To ensure that the first partial ballast is set down precisely, the coupling process can be supported by a positioning system, for example by recording the position of the set down second partial ballast and the position of the crane 10 and/or the first partial ballast. This can be achieved, for example, using recorded movement data from the travel and slewing gear or using GPS systems.

The Figure 2 shows a first embodiment of the cross member 30 of the first partial ballast in a perspective view. This corresponds to the Fig. 1 shown embodiment variant. The cross member 30 comprises two profile parts 36 which, when viewed from the side, have a substantially triangular shape and are aligned parallel to one another. Other shapes are of course also conceivable, e.g. a rectangular shape when viewed from the side. The profile parts 36 are connected to one another via connecting pieces 37; in the present embodiment, these are two coupling rods 37 which connect the lower corners of the triangular profile parts 36.

For example, two forks 38 are attached to the coupling rods 37, in each of which a holding element 32 is accommodated. In the embodiment shown here, the holding elements 32 are designed as vertically oriented, elongated holding rods, which can be made of steel or a fiber composite material, for example. Alternative forms of the holding elements 32 are also conceivable, e.g. chains (see. Fig. 3 ), ropes, pull tabs or the like.

The four holding elements 32 have a plurality of holes which function as first connecting means 33. These are designed in particular as bolt receptacles for forming bolt connections with corresponding bolts 26, but can also have a different shape, e.g. hook elements. In the embodiment shown here, the first connecting means 33 are arranged one behind the other along the holding elements 32 and simultaneously serve to detachably fasten the ballast elements 21 to the holding elements 32 and to fasten the holding elements 32 to the forks 38. For this purpose, the ballast elements 21 have corresponding second connecting means 23 on the sides, which can be designed as bolt receptacles on laterally protruding connecting sections (cf. Fig. 6 ).

The forks 38 also have corresponding connecting means. The connection between the holding elements 32 and the forks 38 and between the holding elements 32 and the ballast elements 21 is made in particular via locking bolts 26. Alternatively, a screw connection would be conceivable.

The holding elements 32 can be detachably fastened in the forks 38, so that by pulling the locking bolts 36, which function as locking means 36, the holding elements 32 can be moved relative to the cross member 30 and in particular adjusted in the vertical direction.

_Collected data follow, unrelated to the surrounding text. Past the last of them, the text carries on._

PR #1777, opened 2024-08-02
source-sqlserver: Fix CI builds consistently failing

willdonnelly:
**Description:**

Apparently in late July, Microsoft pushed an update to the `2022-latest` Docker image we use for SQL Server in CI builds. (I didn't notice this locally because how often does one run a `docker pull` for a relatively stable test dependency, but for the past couple of weeks all SQL Server CI builds were failing.)

The update contained two notable changes:
- The directory `/opt/mssql-tools` which contains the `sqlcmd` binary was renamed to `/opt/mssql-tools18`
- The `sqlcmd` binary was upgraded and the new version defaults to stricter certificate validation that a self-hosted server in a CI build fails.

The fix was very simple, just changing the path to the binary and adding a `-C` flag which means "trust the server certificate". I'm also leaving in place a couple of the tweaks I had to make as part of figuring out what the issue was, because I think they're useful changes for CI build debuggability in the future.

- - -
This change is [Reviewable](https://reviewable.io/reviews/estuary/connectors/1777)

### DIFF
--- a/.github/workflows/ci.yaml
+++ b/.github/workflows/ci.yaml
@@ -181,6 +181,7 @@ jobs:
             "source-mongodb"
             ]'), matrix.connector)
         run: |
+          set +e # Show logs even if startup fails
           docker compose --file ${{ matrix.connector }}/docker-compose.yaml up --wait
           docker logs ${{ matrix.connector }}-db-1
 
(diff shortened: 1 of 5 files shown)


williamhbaker (approved):
LGTM

williamhbaker:
Although it looks like the sql server tests are failing for a different reason now?

willdonnelly:
It's the same reason, I just debugged it and fixed it for the database setup script and then forgot to apply the same fix to the integration test script.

They can then be bolted in a different position in the forks 38, for example by using other first connecting means 33. This allows the length of the holding elements 32 to be varied downwards in the direction of the ballast elements 21, the step size depending on the distances between the first connecting means 33.

This configuration allows the number of ballast elements 21 attached to the holding elements 32 and thus held by the crossbeam 30 to be varied flexibly and easily. For example, it is possible to set the ballast stack on the ground, release the connection to the holding elements 32, lift the holding elements 32 and/or the crossbeam 30 and connect a partial stack (ie a stack with fewer ballast elements 21 stacked on top of one another than the previously set stack) to the holding elements 32. This allows the weight of the first partial ballast to be changed quickly and easily. This process is shown as an example in the Figures 4-7 shown in side views of the cross member 30, whereby the first embodiment of the cross member of the Figure 2 is used.

The Figure 4 shows the first partial ballast in the ballasted state (in this embodiment, these are four ballast elements 21 arranged one above the other). In this case, only the lowest ballast element 21 can be connected to the holding elements 32 via locking bolts 26, while the remaining ballast elements 21 lie on top of one another and are connected, for example, via other connecting elements (eg interlocking projections and recesses) so that they do not slip. Alternatively, due to the large number of first connecting means 33, it can be provided that all ballast elements 21 are connected to the holding elements 32.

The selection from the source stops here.